The biopharmaceutical sector is poised for a significant increase in merger-and-acquisition (M&A) activity in 2026, fueled by a revitalized bull market. A report released by EY (Ernst & Young) during the 43rd Annual J.P. Morgan Healthcare Conference indicates that the top 25 biopharma companies have set aside an impressive $1.6 trillion for potential deals, up from $1.3 trillion last year. Despite this surge in M&A optimism, the market for initial public offerings (IPOs) is expected to remain stagnant.
According to EY, the value of biopharma M&A deals soared by approximately 66% year-over-year, reaching $149 billion as of November 30, 2025, compared to $90 billion in the previous year. Interestingly, the volume of deals dropped from 94 to 76, reflecting a growing trend toward larger, more strategic transactions rather than an increase in the number of deals.
Key Drivers of M&A Activity
The report highlights several key factors contributing to this anticipated M&A surge. The increased capital available to biopharmaceutical companies, driven by rising stock prices, enhances their market capitalization, creating a favorable environment for deal-making. Subin Baral, EY’s global life sciences deals leader, emphasized that “the industry fundamentals continue to remain strong.”
One critical factor is the ongoing innovation within the sector, particularly in areas such as neuroscience, which saw M&A spending reach $83 billion in 2025. Baral noted that the industry is not just focused on oncology, which accounted for $146 billion in M&A spending, but is also exploring breakthroughs in other therapeutic areas.
Baral further explained, “Execution is going to be front and center on a lot of this deal-making.” Companies are eager to translate these innovations into market-ready products quickly.
M&A activity has already influenced stock movements significantly. For instance, shares of Ventyx Biosciences surged by about 37% following an announcement that Eli Lilly would acquire the firm for $13.73 per share. Similarly, Revolution Medicines saw its stock climb nearly 29% amid speculation regarding a potential acquisition by AbbVie, a claim the pharmaceutical giant later denied.
Challenges Ahead for IPOs
Despite the optimism surrounding M&A transactions, the IPO market remains challenged. Baral noted that investors are currently favoring established companies with de-risked drug candidates, particularly in therapeutic areas such as cancer. Through September 30, 2025, biopharmas completed IPOs valued at $1.755 billion, a 56% decline from the $3.995 billion recorded in 2024.
Notable IPO activity has occurred, with MapLight Therapeutics raising $251 million and Evommune securing $150 million, yet there are concerns that these figures do not signal a true market rebound. Baral remarked, “We think it will be slightly better, but we have not seen enough to suggest that it’s truly rebounding.”
The report also highlighted the impact of the “patent cliff,” as many blockbuster drugs approach the end of their patent exclusivity. This trend poses a risk of losing $176.442 billion in annual sales between 2026 and 2029, further motivating biopharma companies to pursue acquisitions.
The growing role of China as a biopharma powerhouse is also influencing M&A strategies. The country accounted for five of the ten highest-value M&A deals in 2025 and is increasingly attracting investment due to its streamlined R&D processes. Baral stated, “We are seeing the bio-bucks that are going into China.”

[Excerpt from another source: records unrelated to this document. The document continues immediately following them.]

PR #82, opened 2024-05-28
Remove degree-zero vertices from steiner_tree output

### LINKED ISSUE #80: [BUG] Possible bug in `steiner_tree`
Currently, the `steiner_tree` function reproduces the same behavior that it has for `SimpleGraph` where in that case, all vertices in the range `1:nv(steiner_tree(g,...))` remain. However, it may be that NamedGraphs should not have this behavior, and that only vertices which are reachable by traversing the Steiner tree should be included in the returned graph.

Here is a small code demonstrating the current behavior and output:
```
using Graphs: add_edge!, edges, nv, steiner_tree, vertices
using NamedGraphs

g = NamedGraph(["a","b","c"])
add_edge!(g,"a","c")
add_edge!(g,"a","b")

st = steiner_tree(g,["a","c"])
@show st
```

Output:
```
st = NamedGraph{String} with 3 vertices:
3-element NamedGraphs.OrderedDictionaries.OrderedIndices{String}
 "a"
 "b"
 "c"

and 1 edge(s):
"a" => "c"
```

and one can confirm that in this case `nv(st) == 3`.

emstoudenmire:
This PR fixes #80 by removing any vertices of degree zero from the NamedGraph output by the function `steiner_tree`. It also adds a test of this new behavior. (The graph already used in the previous test resulting in many degree-zero vertices so was already a good test case.)

### DIFF
--- a/src/steiner_tree.jl
+++ b/src/steiner_tree.jl
@@ -9,13 +9,9 @@ using SimpleTraits: SimpleTraits, Not, @traitfn
     map(v -> vertex_positions(g)[v], term_vert),
     dist_matrix_to_position_dist_matrix(g, distmx),
   )
-  named_st = typeof(g)(
-    position_tree, map(v -> ordered_vertices(g)[v], vertices(position_tree))
-  )
-  # Detect and remove vertices of degree zero
-  zero_verts = filter(v -> degree(named_st, v) == 0, vertices(named_st))
-  for v in zero_verts
-    rem_vertex!(named_st, v)
+  tree = typeof(g)(position_tree, map(v -> ordered_vertices(g)[v], vertices(position_tree)))
+  for v in copy(vertices(tree))
+    iszero(degree(tree, v)) && rem_vertex!(tree, v)
   end
-  return named_st
+  return tree
 end
--- a/src/steiner_tree.jl
+++ b/src/steiner_tree.jl
@@ -9,5 +9,13 @@ using SimpleTraits: SimpleTraits, Not, @traitfn
     map(v -> vertex_positions(g)[v], term_vert),
     dist_matrix_to_position_dist_matrix(g, distmx),
   )
-  return typeof(g)(position_tree, map(v -> ordered_vertices(g)[v], vertices(position_tree)))
+  named_st = typeof(g)(
+    position_tree, map(v -> ordered_vertices(g)[v], vertices(position_tree))
+  )
+  # Detect and remove vertices of degree zero
+  zero_verts = filter(v -> degree(named_st, v) == 0, vertices(named_st))
+  for v in zero_verts
+    rem_vertex!(named_st, v)
+  end
+  return named_st
 end
--- a/test/test_namedgraph.jl
+++ b/test/test_namedgraph.jl
@@ -675,7 +675,10 @@ end
     st = steiner_tree(g, terminal_vertices)
     es = [(1, 2) => (1, 3), (1, 3) => (1, 4), (1, 4) => (2, 4), (2, 4) => (3, 4)]
     @test ne(st) == 4
-    @test nv(st) == 12
+    @test nv(st) == 5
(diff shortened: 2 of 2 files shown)


src/steiner_tree.jl
```diff
@@ -9,5 +9,13 @@ using SimpleTraits: SimpleTraits, Not, @traitfn
     map(v -> vertex_positions(g)[v], term_vert),
     dist_matrix_to_position_dist_matrix(g, distmx),
   )
-  return typeof(g)(position_tree, map(v -> ordered_vertices(g)[v], vertices(position_tree)))
+  named_st = typeof(g)(
```
mtfishman, line 12:
```suggestion
  tree = typeof(g)(
```
I've been using the convention that I call graphs `graph` or `g`, trees `tree` or `t`, etc. in this package, with the presumption that they are all named or generic and then underlying simple/integer vertex graphs are `position_graph`, `position_tree`, etc. (meaning they are graphs where the vertices are the integer positions of the vertices of the corresponding named graphs in the ordered list of named vertices).

src/steiner_tree.jl
```diff
@@ -9,5 +9,13 @@ using SimpleTraits: SimpleTraits, Not, @traitfn
...
+    position_tree, map(v -> ordered_vertices(g)[v], vertices(position_tree))
+  )
+  # Detect and remove vertices of degree zero
+  zero_verts = filter(v -> degree(named_st, v) == 0, vertices(named_st))
+  for v in zero_verts
+    rem_vertex!(named_st, v)
+  end
```
mtfishman, line 19:
```suggestion
  for v in vertices(tree)
    iszero(degree(tree, v)) && rem_vertex!(tree, v)
  end
```
Avoids the intermediate data structure and a bit more readable.

src/steiner_tree.jl
emstoudenmire: Makes sense – I'll change that

src/steiner_tree.jl
emstoudenmire: I was worried that mixing the two steps this way would be dangerous, since I originally tried a similar pattern on a `SimpleGraph` and it failed badly since vertex labels kept getting rewritten.

But here I suppose it's totally safe since the vertex names are unique.

mtfishman: I see, I don't anticipate an issue like that here since as you say the vertex names are unique.

emstoudenmire: Unfortunately the above version does lead to a bug. The reason is that `vertices(tree)` returns a reference, not a copy, to the vertices, so as `rem_vertex!` acts, it reduces the value of `nv(tree)` on the fly and the iteration ends too early. One fix that I tested could be:
```
  verts = copy(vertices(tree))
  for v in verts
    iszero(degree(tree, v)) && rem_vertex!(tree,v)
  end
```

emstoudenmire: Also this works:
```
  for v in copy(vertices(tree))
    iszero(degree(tree, v)) && rem_vertex!(tree,v)
  end
```

mtfishman: I was wondering about that, that sounds like a good fix.

test/test_namedgraph.jl
```diff
@@ -675,7 +675,8 @@ end
     st = steiner_tree(g, terminal_vertices)
     es = [(1, 2) => (1, 3), (1, 3) => (1, 4), (1, 4) => (2, 4), (2, 4) => (3, 4)]
     @test ne(st) == 4
-    @test nv(st) == 12
+    @test nv(st) == 5
+    @test !any(v -> degree(st, v) == 0, vertices(st))
```
mtfishman, line 679:
```suggestion
    @test !any(v -> iszero(degree(st, v)), vertices(st))
```
I like using the `iszero` function for zero comparison.

PR #91, opened 2025-03-27
Add Cycle Counting and EdgeSubgraphs

JoeyT1994:
This PR achieves several things related to cycle counting (https://en.wikipedia.org/wiki/Cycle_(graph_theory)) and edge-induced subgraphs.

1. The `simplecycles_limited_length` (https://juliagraphs.org/Graphs.jl/stable/algorithms/cycles) function from `Graphs.jl` is extended to work for the `AbstractNamedGraph` type. It counts all cycles in the graph up to a specified length.
2. The `unique_simplecycles_limited_length` function is then added which removes cycles of length 2 (which aren't actually cycles, I will raise an Issue with this in `Graphs.jl`) and also treats cycles that are just rotations of each other as identical.
3. The `edgeinduced_subgraph` function is added for getting an edge-induced subgraph of an `AbstractGraph`.

This then allows introduction of the algorithm: `edgeinduced_subgraphs_no_leaves(g::AbstractGraph, max_number_of_edges::Int64)` which finds all connected edgeinduced_subgraphs  with up to `max_number_of_edges` edges and without any vertices with `degree == 1`. These graphs are the non-zero connected terms that appear in belief-propagation based loop correction algorithms (see https://arxiv.org/abs/2409.03108 and  https://arxiv.org/abs/2503.05693).


src/simplecycles.jl
```diff
@@ -0,0 +1,57 @@
+using Combinatorics: powerset
+using Graphs: Graphs, is_tree, simplecycles_limited_length
+using NamedGraphs.GraphsExtensions: add_edges, disjoint_union, edge_subgraph
+using SplitApplyCombine: group
+
+function Graphs.simplecycles_limited_length(g::AbstractNamedGraph, max_cycle_size::Int64)
+  vs = collect(vertices(g))
+  cycles = simplecycles_limited_length(position_graph(g), max_cycle_size)
+  cycles = [[vs[i] for i in cycle] for cycle in cycles]
```
mtfishman, line 9:
```suggestion
  cycles = map(cycle -> map(i -> vs[i], cycle), cycles)
```
Mostly a style thing, but I prefer using `map` (it is a bit more generic since in general it can preserve the type of the input collection).

src/simplecycles.jl
```diff
@@ -0,0 +1,57 @@
...
+  cycles = first.(collect(values(cycles)))
+
+  return cycles
+end
+
+function cycle_to_path(g::AbstractNamedGraph, cycle::Vector)
+  es = [NamedEdge(cycle[i] => cycle[i + 1]) for i in 1:(length(cycle) - 1)]
+  final_edge = NamedEdge(first(cycle) => last(cycle))
+  return vcat(es, final_edge)
+end
```
mtfishman, line 28: I'm confused by this function, it doesn't look like the input graph `g` is used.

src/simplecycles.jl
```diff
@@ -0,0 +1,57 @@
...
+
+function unique_cyclesubgraphs_limited_length(g::AbstractNamedGraph, max_cycle_size::Int64)
+  cycles = unique_simplecycles_limited_length(g, max_cycle_size)
+  paths = cycle_to_path.((g,), cycles)
+  return edge_subgraph.((g,), paths)
+end
+
+"""
+Enumerate all unqiue, connected edgesubgraphs without any leaf vertices (degree 1) and with Nedges <= max_number_of_edges
```
mtfishman, line 37:
```suggestion
    edgeinduced_subgraphs_no_leaves(g::AbstractNamedGraph, max_number_of_edges::Int)
    
Enumerate all unique, connected edgesubgraphs without any leaf vertices (degree 1) and with Nedges <= max_number_of_edges
```
Docstrings generally start with the function signature formatted in the way I show above. Also I fixed a typo.

src/simplecycles.jl
```diff
@@ -0,0 +1,57 @@
...
+"""
+function edgeinduced_subgraphs_no_leaves(g::AbstractNamedGraph, max_number_of_edges::Int64)
+  edge_subgraphs = unique_cyclesubgraphs_limited_length(g, max_number_of_edges)
+  isempty(edge_subgraphs) && return []
```
mtfishman, line 41:
```suggestion
  isempty(edge_subgraphs) && return typeof(g)[]
```
to make it a concrete type (I assume generally it will be a collection of graphs of the same type as the input graph?).

src/simplecycles.jl
```diff
@@ -0,0 +1,57 @@
...
+
+  #Take powerset, but don't exceed max_number of edges and remove disconnected components
+  min_loop_size = minimum(length.(edges.(edge_subgraphs)))
+  max_genus = round(Int64, ceil(max_number_of_edges / min_loop_size))
+  subgraph_components = collect(powerset(edge_subgraphs, 1, max_genus))
+
+  edge_subgraphs = []
```
mtfishman, line 48:
```suggestion
  edge_subgraphs = typeof(g)[]
```

src/simplecycles.jl
JoeyT1994: Ah yeah the graph `g` is not needed. It just converts a list of vectors (that represent a cycle) to the corresponding path in terms of `NamedEdges`. I have removed the first `arg` now.

mtfishman:
Looks good!

PR #98, opened 2025-04-25
Edge coloring

JoeyT1994:
This PR wraps the edge_color algorithm implemented in SimpleGraphAlgorithms.jl (see https://github.com/scheinerman/SimpleGraphAlgorithms.jl) to work for the AbstractGraph type (including SimpleGraphs and AbstractNamedGraphs).

Testing is added and the code is added in an external module so as to avoid having SimpleGraphAlgorithms.jl and SimpleGraphConverter.jl as direct dependencies. This makes opens up the possibility of utilizing further algorithms in SimpleGraphAlgorithms.jl.


ext/NamedGraphsSimpleGraphAlgorithmsExt/NamedGraphsSimpleGraphAlgorithmsExt.jl
```diff
@@ -0,0 +1,17 @@
+module NamedGraphsSimpleGraphAlgorithmsExt
+using Graphs: AbstractGraph, edgetype
+using NamedGraphs: position_graph, vertices
+using NamedGraphs.GraphsExtensions: GraphsExtensions
+using SimpleGraphAlgorithms: SimpleGraphAlgorithms
+using SimpleGraphConverter: UG
+
+function SimpleGraphAlgorithms.edge_color(g::AbstractGraph, k::Int64)
```
mtfishman, line 8:
```suggestion
function SimpleGraphAlgorithms.edge_color(g::AbstractNamedGraph, k::Int64)
```
Otherwise this would be [type piracy](https://docs.julialang.org/en/v1/manual/style-guide/#avoid-type-piracy).

ext/NamedGraphsSimpleGraphAlgorithmsExt/NamedGraphsSimpleGraphAlgorithmsExt.jl
```diff
@@ -0,0 +1,17 @@
+module NamedGraphsSimpleGraphAlgorithmsExt
+using Graphs: AbstractGraph, edgetype
+using NamedGraphs: position_graph, vertices
+using NamedGraphs.GraphsExtensions: GraphsExtensions
+using SimpleGraphAlgorithms: SimpleGraphAlgorithms
+using SimpleGraphConverter: UG
```
mtfishman, line 6:
```suggestion
using SimpleGraphConverter: UndirectedGraph
```
I'd prefer to use the longer name so the code is more self-explanatory.

mtfishman:
Looks great! This will be very useful.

Additionally, the integration of artificial intelligence (AI) within the sector is transforming the deal-making landscape. The potential value of life sciences deals involving AI technology platforms spiked by 256% from $1 billion to $49.6 billion between 2014 and 2025, indicating a robust interest in leveraging AI to optimize research and development efforts.
As the biopharmaceutical industry navigates these dynamics, the outlook for M&A remains strong, while the IPO market faces a more uncertain future. The ability of companies to adapt and execute effectively on emerging opportunities will be pivotal in shaping the landscape for the coming years.